Last week, hundreds of thousands of people in over 600 cities marched in the name of science. Yes, the stuff that explains periodic tables and gravity and medicine and sharks and tornadoes and Sharknados. Apparently there are people in powerful positions who don’t find this stuff necessary or worth funding, which is crazy. I mean, do you even know where we’d be without Sharknado research? Dead from Sharknado bites, that’s where.
Because this is the age of the internet and everyone wants to go viral, many of the protesters made funny, meme-worthy signs, wore costumes, and made references to geek-related pop culture like Star Trek, Star Wars, and Doctor Who.
One figure that popped up more than a few times was Beaker. The hapless lab assistant of Muppet Labs showed up on signs, and even came to protest himself (strangely, in several different cities at once).

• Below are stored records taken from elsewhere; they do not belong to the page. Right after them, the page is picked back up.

Issue #2991, opened 2019-03-08
Update Futures Expiry functions and symbol properties


Jay-Jay-D:
#### Expected Behavior

All futures must be modeled correctly.

#### Actual Behavior

For available futures, only 33 have an expiry function defined and 29 have properties defined in the [symbol-properties-database](https://github.com/QuantConnect/Lean/blob/master/Data/symbol-properties/symbol-properties-database.csv#L87).

#### Potential Solution

Define all future's expiry functions and properties. 

#### Reproducing the Problem

N/A.

#### System Information

N/A.

#### Checklist

- [x] I have completely filled out this template
- [x] I have confirmed that this issue exists on the current `master` branch
- [x] I have confirmed that this is not a duplicate issue by searching [issues](https://github.com/QuantConnect/Lean/issues)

Obviously, as one of TV and film’s most visible scientists, Beaker (and, by extension, the rest of the Muppets) is a natural to help grab people and bring some much needed attention to the subjects being brought up at the March for Science. But we Muppet fanatics can’t let that vague explanation go without a deeper investigation! We’ve got hypotheses, theories to test, and variables to consider!
This administration wants to cut funding to the Environmental Protection Agency, forgo renewable energy like solar power, and deny anything that comes close to whispering the words “global warming”.
So what do the Muppets have to say about that? A lot, actually. They did a whole series of PSAs with the National Wildlife Federation that make sure you know all about keeping nature clean, recycling, and energy preservation. I know, none of that sounds particularly exciting, but adding in some talking frogs and bears and pigs kinda helps.
Our National Parks are supes important. They allow us to preserve the flora and fauna of this country while making room for education and experimentation to keep our planet (and its inhabitants) alive and flourishing. So the lack of support from government officials is baffling.
But the Muppets love our parks! They were the ones who revealed that the heads of Mount Rushmore can talk and tell knock-knock jokes! Miss Piggy got her purse stolen in New York City’s Central Park! Bert and Ernie drove a car through a tree in Redwood National Park (sort of)!
When you piss off NASA, you know you’ve done something wrong. All they wanna do is see what’s beyond this planet.
Man, where do we even begin on this one? How about all the times the Muppets have been to the moon? Or how they regularly visit the planet Koozebane? And let’s not forget the fact that a trio of space traveling pigs has been aboard the Swinetrek for almost 40 years now. Without proper funding, we may never get them back.
Wait, so this administration is actively in the process of taking away people’s health care? And making it more difficult for them to see doctors? And they’re actively warning people against vaccinations???
Maybe the Muppets need a little help in this department. Sure, they support things like health care and healthy habits, but if Dr. Bob has proven anything, it’s that even the most experienced doctors still need the proper tools, adequate funding, and the occasional doggie treat.
The Department of Energy
So Trump wants us to focus more on coal power. That stuff that forces miners to work underground, getting black lung. That stuff that creates serious pollution. That stuff that could be easily replaced with solar or wind energy, neither of which ever run out. Yep, that’s the stuff.
If Casey McPhee taught us anything, it’s that not even the power of coal is strong enough for a locomotive. We should rely on the power of cookies.
Okay, this last one is a bit specific. But hey, it’s still pretty crappy that it might go away! If our government defunds this department, all sorts of regulations would go out the window.
There’s no better poster child for regulations than Beaker, who shows us what happens when any sort of radioactive substance, super glue, or sharpened banana can ruin your day.
Here’s the thing. We’re talking about science. It’s the language of facts, the methods for saving our planet, and making sure we’re all living healthy and long lives. There’s no reason for it to be politicized, and yet here we are. So if politics are going to interfere with science, then we’re going to battle it with Muppets. Sorry, government officials, but you had this coming.